Autoradiograms showing the supressed expression of anxiety and synaptic plasticity-related genes in the brains of germ-free mice (right) compared with wild-type mice (left).
© 2011 R. D. Heijtz, S. Petersson
Microbes in the gut can influence their mammal hosts in far-reaching ways, even affecting brain development in newborn mammals and subsequent adult behavior. Martin Hibberd, Sven Pettersson and co-workers at the A*STAR Genome Institute of Singapore and Karolinska Institutet in Switzerland have now shown that gut microorganisms impact motor activity and anxiety behavior by affecting the development of nerve connections. Their findings have implications for the causes and treatment of a range of conditions, including mental illness.
Any environmental influence on early development can have a profound effect on the resulting adult organism. Previous studies have shown that the wide diversity of microorganisms adapted to live in the mammal gut has an impact not only on the digestive system, but also on the function of the liver, as well as the development of nearby blood vessels and of the immune system. With respect to the brain, microbes are suspected to have an association with common developmental disorders that lead to autism and schizophrenia.
Hibberd, Pettersson and their co-workers decided to check if the normal microbes of the gut exert any impact on the development of the brain. They did so by comparing the exploratory activity and anxiety behavior of germ-free (GF) mice—mice raised in an ultraclean environment devoid of germs—with the behavior of normal healthy mice, known as specific pathogen free (SPF) mice, carrying a typical load of gut microbes. They also tested a third group—GF mice exposed to gut microbes early in life.
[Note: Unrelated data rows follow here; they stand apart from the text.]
Issue #477, opened 2024-10-13
Some favicons are not rendering (404 error)


pikurasa:
I refreshed sugarlabs.org and got the following error:

```
www.sugarlabs.org/assets/favicon_010.png:1 
        
        
       Failed to load resource: the server responded with a status of 404 ()
```

I think that we may have a logic issue in `_site/js/main.js`, and I'll be submitting a PR that needs review.

pikurasa:
I think, on `_site/js/main.js' that the code in the first 13 lines should be:

```
$(document).ready(function(){
    // Colour changing affect of logo
    var COLORS = [['006E00', '78E600'], ['68008C', '78E600'],
                  ['006E00', '00BEFF'], ['033CD2', '00BEFF'],
                  ['6E008C', '00BEFF'], ['A00000', 'FF7800'],
                  ['033CD2', 'FF64D2'], ['6E008C', 'FF64D2'],
                  ['6E008C', 'FF7800'], ['033CD2', 'FF7800'],
                  ['006E00', 'FFD732'], ['6E008C', 'FFD732']];
    var color = Math.floor((Math.random() * 12));
    var logoID = color + 1;
    if (color < 9) {
        logoID = "0" + logoID;
    }
```

(if color is is greater than 9, not 10, then prepend with "0")

However, it seems that that file is on the gitignore list, so making the change will add a lot of unrelated changes (at least if done from my local repo).

pikurasa:
> However, it seems that that file is on the gitignore list, so making the change will add a lot of unrelated changes (at least if done from my local repo).

I think I figured out what was going on there. I made the fix to `/js/main.js` in the PR.

PR #479, opened 2024-10-13
Prepend with zero if less than 9 not 10, since we are adding 1

pikurasa:
This is intended to solve https://github.com/sugarlabs/www/issues/477

### DIFF
--- a/js/main.js
+++ b/js/main.js
@@ -8,7 +8,7 @@ $(document).ready(function(){
                   ['006E00', 'FFD732'], ['6E008C', 'FFD732']];
     var color = Math.floor((Math.random() * 12));
     var logoID = color + 1;
-    if (color < 10) {
+    if (color < 9) {
         logoID = "0" + logoID;
     }
     document.querySelector('#defaultIcon1').href = 'https://www.sugarlabs.org/assets/favicon_' + logoID + '.png';


js/main.js
```diff
@@ -8,7 +8,7 @@ $(document).ready(function(){
                   ['006E00', 'FFD732'], ['6E008C', 'FFD732']];
     var color = Math.floor((Math.random() * 12));
     var logoID = color + 1;
-    if (color < 10) {
+    if (color < 9) {
```
walterbender, line 11: < 9 is 1-8. < 10 is 1-9. I think we want the latter.

pikurasa: @walterbender 10 is what we already have; we are getting this error: https://github.com/sugarlabs/www/issues/477; so I suspected it may be due to the `color +1`

chimosky (commented):
Looks good, I think it should be a `<= 9` as that'll include the 9.

pikurasa:
I'm suspecting that the problem is, and the reason we run into https://github.com/sugarlabs/www/issues/477, is because we add one before prepend zero operation, which tests if the number for "color" is greater than 9.

`    var logoID = color + 1;`

However, I'm closing this, because I think it will probably be easier for everyone to follow the logic if we do the test for greater than 9 against "logoID", not "color", since the former is the result after adding 1. I've tested this, and it seems to work.

PR #480, opened 2024-10-14
fix: remove redundant JS loop and limit press rendering to HTML

### LINKED ISSUE #456: Beautify /press/ and figure out how to limit to show only the last 10, then put the other "archives" on another page.
Two things:

1. make the /press page look better
2. limit entries to "10 most recent" and put other pages on an archive -- if this is very difficult, let me know. It's not super important, I suppose.

haroon10725:
Fixes #456

There was an unnecessary loop in the JS file to limit the displayed press, since the HTML already has a loop for this purpose. I believe we should only use the HTML loop to limit the posts. I think this approach is much better.

@pikurasa @chimosky What do you think about it ?


chimosky:
Haven't reviewed or tested your change, but your opening comment should be part of your commit message because git stores your commit message which anyone can access, but it doesn't store your Github opening comment.

Please see [making commits](https://github.com/sugarlabs/sugar-docs/blob/master/src/contributing.md#making-commits).

PR #495, opened 2024-10-18
fix: added css property for better link visibility

### LINKED ISSUE #492: Make our link an easier-to-read color
The styling used for the link under "Check out the remaining hundreds of activities!" makes it hard to see the link.

Screenshot from 2024-10-17 20-35-46

It should be white and highlight only upon hover, just like the links in the footer.

We're probably just calling the wrong CSS.

haroon10725:
Fixes #492

https://github.com/user-attachments/assets/04913d32-8975-40ee-af65-fa99f3b897db


haroon10725:

PR #504, opened 2024-10-19
feat: redesign activities section for improved layout and user experience

soumyaranjan-panda:
- Redesigned the activities section for improved layout and user experience.
- Added hover animation for interactive elements.
- Tested responsiveness across different screen sizes.
- Reduced icon sizes as they don't contain detailed data, making them more appropriate.
- Fixed background color inconsistency to ensure the remaining activities section matches and feels cohesive.

image

Note: I've changed some captions; if necessary to change, please let me know.

### DIFF
--- a/index.html
+++ b/index.html
@@ -438,105 +438,90 @@ title: Sugar Labs
   <div class="container">
     <div class="row">
       <div class="section-title">
-        <h2>Already using Sugar? We have many activities for you!</h2>
-        <p>The Sugar Learning Platform is a complete environment for teaching and learning, which includes individual activities. If you're already using the Sugar Desktop Environment, then you can install from the activities below, which has links to some of our most popular activities.</p>
+        <h2>Explore Sugar Activities</h2>
+        <p>Discover a world of interactive learning with our most popular Sugar activities. Perfect for students already using the Sugar Desktop Environment.</p>
       </div>
     </div>
-    <div class="row "><!-- This is one too many for this 4x2 grid and the SVG -- and only this SVG -- renders too large
+    <div class="row activity-grid">
       <div class="col-sm-6 col-md-3">
         <div class="service-item">
-	  <img class="span1" src='{{ site.baseurl }}/assets/activity-numbers.svg' alt="Numbers activity svg">
-          <br>
+	        <img class="activity-icon" src='{{ site.baseurl }}/assets/activity-numbers.svg' alt="Numbers activity icon">
           <h4>Numbers</h4>
-          <p>Play with numbers</p>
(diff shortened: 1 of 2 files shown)


pikurasa:
It's nice. However, upon testing, width of 577-769 is a bit awkward because the sections only use up a small portion of the screen's width.

Screenshot from 2024-10-19 21-47-12

I recommend that, for anything under 770, each one of these sections use the entire width of the screen like they do at ~577 and under.

Screenshot from 2024-10-19 21-48-42

soumyaranjan-panda:
image

Gemfile.lock
pikurasa, line 1: Do we need to include the gemfile.lock file?

It's a file on the list for .gitignore, so I assume not.

index.html
```diff
@@ -438,105 +438,90 @@ <h3 class="text-center">For more details, click the link below!</h3>
...
       <div class="section-title">
-        <h2>Already using Sugar? We have many activities for you!</h2>
-        <p>The Sugar Learning Platform is a complete environment for teaching and learning, which includes individual activities. If you're already using the Sugar Desktop Environment, then you can install from the activities below, which has links to some of our most popular activities.</p>
+        <h2>Explore Sugar Activities</h2>
+        <p>Discover a world of interactive learning with our most popular Sugar activities. Perfect for students already using the Sugar Desktop Environment.</p>
       </div>
     </div>
-    <div class="row "><!-- This is one too many for this 4x2 grid and the SVG -- and only this SVG -- renders too large
+    <div class="row activity-grid">
       <div class="col-sm-6 col-md-3">
```
pikurasa, line 446: I experimented with changing these classes to be "col-md-4", like the section above.

Screenshot from 2024-10-21 09-13-56

That seems to work better for using the full width of the screen.

WDYT?

pikurasa (changes requested):
I recommend making a new PR that doesn't include the gemfile.lock file.

Gemfile.lock
soumyaranjan-panda: I'll make another pr.

index.html
soumyaranjan-panda: That looks good. I'll review and implement it in my next PR.

soumyaranjan-panda: @pikurasa How about using `col-sm-6`, `col-md-4`, and `col-lg-3`?

soumyaranjan-panda: Two columns for a large window screen will take up a lot of space, so making it 3 columns is wiser. For tablet screens, 2 columns seem perfect.

pikurasa: That makes sense, but I'm pointing out something else: When it moves to one column, it doesn't use the full width.

Notice, in my screenshot above, the difference between "numbers" section and "finance".

I think, when it moves to one column, it should always fill the full width.

soumyaranjan-panda: Understood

The researchers found that when placed in a novel environment, in this case an open-field activity box, GF mice moved around, reared and explored the central area significantly more than SPF mice. And in a box with light and dark areas, the GF mice spent significantly more time in the light. The GF mice with gut microbes behaved in a similar way to SPF mice.
The researchers then studied gene activity and levels of compounds specifically associated with the formation of nerve connections or synapses in the part of the forebrain known as the striatum. There were significant differences between the mice with gut microorganisms and those without (see image). Overall the researchers concluded that the colonization of the gut by microbes affects the development of the nerve circuits involved in the control of motor activity and anxiety behavior.
“Understanding the close environmental interaction between bacteria and mammals may illuminate its role in several diseases,” says Hibberd. “And those conditions may become amenable to treatment by altering gut bacteria.”
The A*STAR-affiliated researchers contributing to this research are from the Genome Institute of Singapore.